• _Work instructions_
Leaving out every line before the one with "### LINKED ISSUE #651: Hang on build failure", write out the rest of the records below exactly.
+++ Dataset excerpts +++
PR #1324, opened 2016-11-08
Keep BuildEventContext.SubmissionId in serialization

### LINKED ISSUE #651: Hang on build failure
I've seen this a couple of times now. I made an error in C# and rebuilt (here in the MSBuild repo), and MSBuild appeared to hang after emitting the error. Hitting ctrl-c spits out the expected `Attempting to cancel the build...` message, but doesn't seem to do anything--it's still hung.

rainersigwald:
+++
• _Task result_
### LINKED ISSUE #651: Hang on build failure
I've seen this a couple of times now. I made an error in C# and rebuilt (here in the MSBuild repo), and MSBuild appeared to hang after emitting the error. Hitting ctrl-c spits out the expected `Attempting to cancel the build...` message, but doesn't seem to do anything--it's still hung.

rainersigwald:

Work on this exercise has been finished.